Кто-то однажды сказал, что существуют три типа воров: те, кто отнимает деньги силой, те, кто отнимает деньги хитростью, и те, кто использует законы.
«А что с двадцатипятимиллиардным населением Империи, освобождённым герцогом Лоэнграммом от ига аристократической системы правления? Сомнительно, что они ни с того, ни с сего простят Союз за то, что он объединился с самым худшим типом вора, который только можно представить. Ничего не поделаешь. Получается, придётся сражаться с «народной армией» Галактической Империи, как я когда-то и подозревал? И когда это произойдет, не будет ли правда на их стороне?»
— Итак, адмирал Меркатц, что вы собираетесь делать?
Мягкий голос отвлек Яна от размышлений и вернул в зал совещаний Изерлона. Он всматривался в лица своих подчинённых, пока его взгляд не остановился на говорившем, начальнике штаба Мурае. Несмотря на различия в званиях, другие штабные офицеры даже не пытались скрыть общего недоумения. Новоявленный министр обороны «законного имперского правительства» мог отнестись к новости подобно другим офицерам штаба, но прочитать это по его лицу было невозможно. Мурай разорвал его сдержанность и колебания, как лист бумаги.
— Граф Ремшайд как глава правительства в изгнании, конечно, не ожидает, что адмирал Меркатц откажется от назначения. Не вижу смысла обманывать его ожидания.
И хотя в словах адмирала Мурая не было ни грамма цинизма, ему недоставало определённой доли терпимости к уклончивости и желанию оставаться в тени, поэтому Меркатцу показалось, что ему отрезали все пути к отступлению. Вечно серьёзный Мурай пробил непроницаемую маску адмирала-изгнанника силой поверхностной критики. Меркатц обратил свой усталый взгляд к говорившему:
— Я абсолютно не согласен с точкой зрения графа Ремшайда. Моя верность императору ни в чём не уступает его, но, если вам интересно моё мнение, я предпочел бы, чтобы его величество жил беззаботной жизнью обычного человека.
Голос старого адмирала стал более глубоким.

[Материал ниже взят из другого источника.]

PR #46, opened 2020-12-24
Allow updates to a referral's complexity level 

tomsmyers:

- some refactoring - please review commit by commit.
- adds fields for service category and complexity level to the referral entity and DTO.
- allows updating complexity level in the PATCH /draft-referral/{id} endpoint

continue to get the API more up to date with the front end consumer

### DIFF
--- a/src/main/kotlin/uk/gov/justice/digital/hmpps/hmppsinterventionsservice/controller/ReferralController.kt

— Создание правительства в изгнании не означает, что они смогут лишить герцога Лоэнграмма власти. Он относится к людям, как к союзникам, но только потому, что они его поддерживают. Одного понять не могу… — Меркатц медленно покачал головой. Казалось, что его усталость приобрела физическую форму и сжала его невидимой хваткой. — Почему те, кто должен защищать юного императора, толкают его в водоворот политических раздоров и войн. Если они собираются создать правительство в изгнании, пусть сделают это сами. Нет ни одной причины, по которой они должны вовлекать в это дело ребёнка, даже его величество, неспособного ещё судить о вещах здраво.
Ян непочтительно вертел в руках снятый с головы берет и молчал. Он скромно взглянул на Шёнкопфа, который высказал своё мнение:
— Если подумать, в нашем случае предложение не совпадает со спросом.
— Спрос и предложение?
— Да. Поскольку власть герцога Лоэнграмма основана на вере людей, власть императора ему больше не нужна. С другой стороны, подрывая легитимность его власти, граф Ремшайд заставляет его проявить инициативу и избавиться от правительства в изгнании.
— Положение адмирала Меркатца понятно. Но я бы хотел спросить, что ваше превосходительство планирует делать и как собирается действовать.
— Контр-адмирал Мурай, — сказал Ян, впервые открыв рот.
Было ощущение, что Меркатц оказался в кресле подсудимого. Ян высоко ценил дотошность и проницательность Мурая, но иногда это могло доставлять неудобства.
— Как было бы прекрасно тем, кто является частью большой организации, иметь возможность принимать решения по собственной воле. Столько всего хочется высказать этим правительственным снобам, вот только цензурных слов не хватит. Что меня действительно раздражает, так это то, что они втягивают нас в свои глупые игры.
Кассельн, Шёнкопф и Фредерика Гринхилл кивнули, соглашаясь с Яном и понимая, к чему он клонит. Меркатц вовсе не желал стать часть правительства в изгнании и не стремился приступить к исполнению своих обязательств в нём, но стал козлом отпущения постфактум по принуждению. Было бы несправедливо ставить ему ультиматум в такой момент. Мурай, вероятно понимая это, кивнул и ушёл.
Опасаясь, что всему этому не будет конца и края, Ян объявил перерыв. Шёнкопф повернулся к адмиралу с кривой улыбкой на лице:
— Если у вас столько всего накопилось, так почему не высказать им всё? Почему бы просто не прокричать: «У царя Мидаса ослиные уши!» и не покончить с этим?
— Солдат на действительной службе не имеет права выражать критические замечания по политическому поводу на открытом заседании, разве нет?